*SOURCE MATERIAL*.
PR #1144, opened 2026-04-02
Issue 1143: Another change to always_iterable type hints

### LINKED ISSUE #1143: How to adapt to typing change for always_iterable?
Over in setuptools I noticed that the typing tests started failing with more-itertools 11.0:

```
setuptools/config/expand.py:125: error: Argument 2 to "join" has incompatible type "PathLike[str] | Iterable[str | PathLike[str]]"; expected "str | PathLike[str]"  [arg-type]
```

See e.g. [this CI run](https://github.com/pypa/setuptools/actions/runs/23911615010/job/69734806337?pr=5207). If I pin more-itertools to `<11.0`, the issue goes away.

I asked my resident typing expert @jorenham, and he thinks the issue might be this code:

https://github.com/more-itertools/more-itertools/blob/5ea81c48727f9906879e30b352772bc3869c4e88/more_itertools/more.pyi#L444-L447

> This looks like the issue: The obj: _T will also match obj: Iterable[_T] , so I can see why mypy would infer -> Iterator[_T] | _T because of the overlap

bbayles:
This PR updates the type hints for `always_iterable`.

These previously changed in https://github.com/more-itertools/more-itertools/pull/1107 in response to https://github.com/more-itertools/more-itertools/issues/1032.

@maltevesper, I don't suppose you could see if your original issue is still resolved with this change?

Closes #1143, I hope.


rhettinger:
I don't think this is what we want.

These now give `Iterator[Any]`:

* `i4 = always_iterable(["abc"], None)  # typing.Iterator[str]`
* `i6 = always_iterable([10], None)  # typing.Iterator[int]`
* `i10 = always_iterable([10])  # typing.Iterator[builtins.int]`
* `i10b = always_iterable([10], str)  # typing.Iterator[int]`
* `i10c = always_iterable([10], bytes)  # typing.Iterator[int]`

*TASK ITEM*.
Send back the complete listing, identical to the original in every line.

*TASK ANSWER*.
PR #1144, opened 2026-04-02
Issue 1143: Another change to always_iterable type hints

### LINKED ISSUE #1143: How to adapt to typing change for always_iterable?
Over in setuptools I noticed that the typing tests started failing with more-itertools 11.0:

```
setuptools/config/expand.py:125: error: Argument 2 to "join" has incompatible type "PathLike[str] | Iterable[str | PathLike[str]]"; expected "str | PathLike[str]"  [arg-type]
```

See e.g. [this CI run](https://github.com/pypa/setuptools/actions/runs/23911615010/job/69734806337?pr=5207). If I pin more-itertools to `<11.0`, the issue goes away.

I asked my resident typing expert @jorenham, and he thinks the issue might be this code:

https://github.com/more-itertools/more-itertools/blob/5ea81c48727f9906879e30b352772bc3869c4e88/more_itertools/more.pyi#L444-L447

> This looks like the issue: The obj: _T will also match obj: Iterable[_T] , so I can see why mypy would infer -> Iterator[_T] | _T because of the overlap

bbayles:
This PR updates the type hints for `always_iterable`.

These previously changed in https://github.com/more-itertools/more-itertools/pull/1107 in response to https://github.com/more-itertools/more-itertools/issues/1032.

@maltevesper, I don't suppose you could see if your original issue is still resolved with this change?

Closes #1143, I hope.


rhettinger:
I don't think this is what we want.

These now give `Iterator[Any]`:

* `i4 = always_iterable(["abc"], None)  # typing.Iterator[str]`
* `i6 = always_iterable([10], None)  # typing.Iterator[int]`
* `i10 = always_iterable([10])  # typing.Iterator[builtins.int]`
* `i10b = always_iterable([10], str)  # typing.Iterator[int]`
* `i10c = always_iterable([10], bytes)  # typing.Iterator[int]`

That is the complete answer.